PR #11278, opened 2025-11-17
refactor!: remove AttachmentBuilder and support new file body encodables

### LINKED ISSUE #11273: Remove AttachmentBuilder from discord.js
Especially after #11248, we need to ensure discord.js is well-inline with the current state of builders.

didinele:
- [x] Depends on #11248 

Closes #11273


didinele:
Ready for review, but blocked until the other PR is merged.

packages/discord.js/typings/index.test-d.ts
```diff
@@ -3034,14 +3028,11 @@ await guildScheduledEventManager.edit(snowflake, { recurrenceRule: null });
...
 
-await textChannel.send({
-  files: [
-    new AttachmentBuilder('https://example.com/voice-message.ogg')
-      .setDuration(2)
-      .setWaveform('AFUqPDw3Eg2hh4+gopOYj4xthU4='),
-  ],
-  flags: MessageFlags.IsVoiceMessage,
-});
+await textChannel.send(
```
Qjuh, line 3031: Shouldn't we keep a test for sending a voice message instead of replacing this with a plain text file?

packages/discord.js/src/managers/MessageManager.js
```diff
@@ -223,21 +224,25 @@ class MessageManager extends CachedManager {
...
-    const data = await this.client.rest.patch(Routes.channelMessage(this.channel.id, messageId), { body, files });
+    let payload;
+    if (options instanceof MessagePayload) {
+      payload = await options.resolveBody().resolveFiles();
+    } else if (isFileBodyEncodable(options)) {
+      payload = options.toFileBody();
+    } else if (isJSONEncodable(options)) {
+      payload = { body: options.toJSON(), files: [] };
+    } else {
+      payload = await MessagePayload.create(this, options).resolveBody().resolveFiles();
```
vladfrangu: Unless the new code is correct

```suggestion
      payload = await MessagePayload.create(message instanceof Message ? message : this, options).resolveBody().resolveFiles();
```

packages/discord.js/typings/index.test-d.ts
vladfrangu: Both ideally (tho this is a type test not a runtime test)

If possible, updating one of the runtime test files would be appreciated

didinele: yea that was an accident, ty

> If possible, updating one of the runtime test files would be appreciated

are those actually.. maintained at all?

packages/discord.js/typings/index.d.ts
```diff
@@ -6688,14 +6690,7 @@ export interface BaseMessageOptions {
...
   embeds?: readonly (APIEmbed | JSONEncodable<APIEmbed>)[];
-  files?: readonly (
-    | Attachment
-    | AttachmentBuilder
-    | AttachmentPayload
-    | BufferResolvable
-    | JSONEncodable<APIAttachment>
-    | Stream
-  )[];
+  files?: readonly (Attachment | AttachmentPayload | BufferResolvable | JSONEncodable<APIAttachment> | Stream)[];
```
Jiralite: `JSONEncodable<APIAttachment>` doesn't work:

https://github.com/discordjs/discord.js/blob/77241ad7c59d622428f825ba6e4d862f46d2adbb/packages/discord.js/src/structures/MessagePayload.js#L271-L279

`attachment = fileLike.attachment` resolves to `undefined` since there's no `attachment` property. This then follows:

https://github.com/discordjs/discord.js/blob/77241ad7c59d622428f825ba6e4d862f46d2adbb/packages/discord.js/src/util/Util.js#L413-L415

Which crashes:

```
TypeError: Cannot read properties of undefined (reading 'path')
    at findName (/Users/jiralite/Documents/GitHub/discord.js/discord.js/packages/discord.js/src/util/Util.js:413:13)
    at MessagePayload.resolveFile (/Users/jiralite/Documents/GitHub/discord.js/discord.js/packages/discord.js/src/structures/MessagePayload.js:278:31)
    at /Users/jiralite/Documents/GitHub/discord.js/discord.js/packages/discord.js/src/structures/MessagePayload.js:257:85
    at Array.map (<anonymous>)
    at MessagePayload.resolveFiles (/Users/jiralite/Documents/GitHub/discord.js/discord.js/packages/discord.js/src/structures/MessagePayload.js:257:56)
    at ChannelManager.createMessage (/Users/jiralite/Documents/GitHub/discord.js/discord.js/packages/discord.js/src/managers/ChannelManager.js:186:74)
    at TextChannel.send (/Users/jiralite/Documents/GitHub/discord.js/discord.js/packages/discord.js/src/structures/interfaces/TextBasedChannel.js:186:33)
    at Client.<anonymous> (/Users/jiralite/Documents/GitHub/Soulobby/Soulobby/source/test.ts:34:83)
    at Client.emit (/Users/jiralite/Documents/GitHub/discord.js/discord.js/node_modules/.pnpm/@vladfrangu+async_event_emitter@2.4.7/node_modules/@vladfrangu/async_event_emitter/src/index.ts:524:28)
    at Client._triggerClientReady (/Users/jiralite/Documents/GitHub/discord.js/discord.js/packages/discord.js/src/client/Client.js:464:10)
```

Jiralite (changes requested):

packages/discord.js/typings/index.d.ts
didinele: well, I didn't add that :), but you're right

packages/discord.js/typings/index.test-d.ts
didinele: See https://discord.com/channels/222078108977594368/1209960895141388389/1441019125437694055

This didn't work at runtime prior to this PR, the types were incorrect. With the current state of things, it's impossible to make it work either, so goodbye.

The one below (not included in the diff, since I didn't touch it) still has sending but without the builder

packages/discord.js/src/managers/ChannelManager.js
```diff
@@ -174,18 +174,21 @@ class ChannelManager extends CachedManager {
...
-    let messagePayload;
+    let payload;
 
     if (options instanceof MessagePayload) {
-      messagePayload = options.resolveBody();
+      payload = await options.resolveBody().resolveFiles();
+    } else if (isFileBodyEncodable(options)) {
+      payload = options.toFileBody();
+    } else if (isJSONEncodable(options)) {
+      payload = { body: options.toJSON(), files: [] };
```
Jiralite:
```suggestion
      payload = { body: options.toJSON() };
```

packages/discord.js/src/managers/MessageManager.js
```diff
@@ -223,21 +224,27 @@ class MessageManager extends CachedManager {
...
-      .resolveBody()
-      .resolveFiles();
-    const data = await this.client.rest.patch(Routes.channelMessage(this.channel.id, messageId), { body, files });
+    let payload;
+    if (options instanceof MessagePayload) {
+      payload = await options.resolveBody().resolveFiles();
+    } else if (isFileBodyEncodable(options)) {
+      payload = options.toFileBody();
+    } else if (isJSONEncodable(options)) {
+      payload = { body: options.toJSON(), files: [] };
```
Jiralite:
```suggestion
      payload = { body: options.toJSON() };
```

packages/discord.js/typings/index.test-d.ts
```diff
@@ -3034,14 +3028,11 @@ await guildScheduledEventManager.edit(snowflake, { recurrenceRule: null });
...
+  new MessageBuilder()
+    .setContent(':)')
+    .addAttachments(attachment => attachment.setFileData(':)').setFilename('smiley.txt')),
+);
```
Jiralite, line 3035: Please add `setId()` for completeness!

packages/builders/src/messages/Attachment.ts
```diff
@@ -28,6 +28,11 @@ export class AttachmentBuilder implements JSONEncodable<RESTAPIAttachment> {
 	 * Creates a new attachment builder.
 	 *
 	 * @param data - The API data to create this attachment with
+	 * @example
+	 * ```ts
+	 * const attachment = new AttachmentBuilder().setId(1).setFileData(':)').setFilename('smiley.txt')
+	 * ```
+	 * @remarks <warn>Please note that the `id` field is required, it's rather easy to miss!</warn>
```
Jiralite: This only works for the legacy website, which this package does not have documentation for.

```suggestion
	 * @remarks Please note that the `id` field is required, it's rather easy to miss!
```

didinele: Oh. I searched the codebase and noticed there was one even in the util package so I assumed it worked...

packages/discord.js/src/structures/interfaces/TextBasedChannel.js
```diff
@@ -88,7 +88,7 @@ class TextBasedChannel {
    * @property {Array<(EmbedBuilder|Embed|APIEmbed)>} [embeds] The embeds for the message
    * @property {MessageMentionOptions} [allowedMentions] Which mentions should be parsed from the message content
    * (see {@link https://discord.com/developers/docs/resources/message#allowed-mentions-object here} for more details)
-   * @property {Array<(AttachmentBuilder|Attachment|AttachmentPayload|BufferResolvable)>} [files]
+   * @property {Array<(Attachment|AttachmentPayload|BufferResolvable)>} [files]
```
Qjuh: I'd prefer if there was still a way to pass an AttachmentBuilder into here, albeit not sure what type would make sense to put for that here. 

Another helper type like `RawFileEncodable` which extends `JSONEncodable` with the additional `getRawFile()` method? Seems clunky but 🤷‍♂️

didinele: The main issue I have with this is that AttachmentBuilder includes data tied to.. well, the `attachments` array.

What do we do when the user sets that data and they also provide `attachments` manually?

Qjuh: The same we did before:
https://github.com/discordjs/discord.js/blob/02fc101069aed994f7ee4579d114706047025ddd/packages/discord.js/src/structures/MessagePayload.js#L193-L204

packages/builders/src/messages/Attachment.ts
```diff
@@ -28,6 +28,11 @@ export class AttachmentBuilder implements JSONEncodable<RESTAPIAttachment> {
 	 * Creates a new attachment builder.
 	 *
 	 * @param data - The API data to create this attachment with
+	 * @example
+	 * ```ts
+	 * const attachment = new AttachmentBuilder().setId(1).setFileData(':)').setFilename('smiley.txt')
+	 * ```
+	 * @remarks Please note that the `id` field is required, it's rather easy to miss!
```
vladfrangu, line 35: If it's required, make it throw on toJSON

vladfrangu: and if it already does, SORRY

didinele: of course it does in the validator already, the remark is there because it's super not obvious considering older APIs, I spoke about this with Jira briefly in internals

packages/discord.js/src/structures/interfaces/TextBasedChannel.js
didinele: That is absolutely awful in terms of library behavior. That snippet effectively means that if you pass both `files` and `attachments` at the same time, it's a guaranteed API error, unless it's a message edit and the elements the user passed to the `attachments` array specifically refer to existing attachments.

In essence, this renders the `attachments` field as edit-only, we're just completely taking over it with this behavior, largely hiding how the API payload works too (which I am not fond of at all, no matter how rich the the abstraction).

Qjuh: But that's what AttachmentBuilder does too... it hides the same things the same way.

didinele: No. This isn't about hiding things, it's allowing the user to easily pass garbage. AttachmentBuilder on its own is fundamentally different from what you want, it removes your granular control of the files/attachments fields, it ties them together completely. There is no way when using it to get non-sense miss-matched arrays. All the more so when you use MessageBuilder

didinele: Circling back on this, the only way I'd accept it is making it a union type that forbids `files` if `attachments` is `AttachmentBuilder[]`, I'm not compromising otherwise

Qjuh: Thing is that all the other types allowed for `files` here will also fill the `attachments`. So if anything it would make sense to completely disallow `attachments` in create Message options.

And you got it backwards: it's an accepted type for the `files` property and will disallow the `attachments` property.

didinele: Sure. I'm okay with designing the API that way, but we do also have to acknowledge the complexity it adds

packages/discord.js/src/structures/MessagePayload.js
```diff
@@ -197,8 +197,13 @@ class MessagePayload {
...
       duration_secs: file.duration,
     }));
+
+    // Only passable during edits
     if (Array.isArray(this.options.attachments)) {
-      this.options.attachments.push(...(attachments ?? []));
+      this.options.attachments = this.options.attachments
+        // Note how we don't check for file body encodable, since we aren't expecting file data here
+        .map(attachment => (isJSONEncodable(attachment) ? attachment.toJSON() : attachment))
+        .concat(attachments ?? []);
```
Qjuh: I feel like now that we overwrite `this.options.attachments` either way it should probably not be overwriting the options at all and instead be a const we assign or make `attachments` a let and modify in the `if` case.

Feels wrong to use `this.options.attachments` in the returned payload when it never will be the actual passed value at that point.

packages/discord.js/src/util/APITypes.js
```diff
@@ -683,3 +683,13 @@
...
+
+/**
+ * @external RESTPostAPIChannelMessageJSONBody
+ * @see {@link https://discord-api-types.dev/api/discord-api-types-v10/interface/RESTPostAPIChannelMessageJSONBody}
+ */
+
+/**
+ * @external RESTPatchAPIChannelMessageJSONBody
+ * @see {@link https://discord-api-types.dev/api/discord-api-types-v10/interface/RESTPatchAPIChannelMessageJSONBody}
+ */
```
Jiralite, line 695: Can you alphabetise this? This file is alphabetised.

◆ **YOUR ASSIGNMENT**: Retrieve all lines from the data that contain the string "would".

◆ **ANSWER SPACE**:
If possible, updating one of the runtime test files would be appreciated
> If possible, updating one of the runtime test files would be appreciated
Qjuh: I'd prefer if there was still a way to pass an AttachmentBuilder into here, albeit not sure what type would make sense to put for that here. 
Qjuh: Thing is that all the other types allowed for `files` here will also fill the `attachments`. So if anything it would make sense to completely disallow `attachments` in create Message options.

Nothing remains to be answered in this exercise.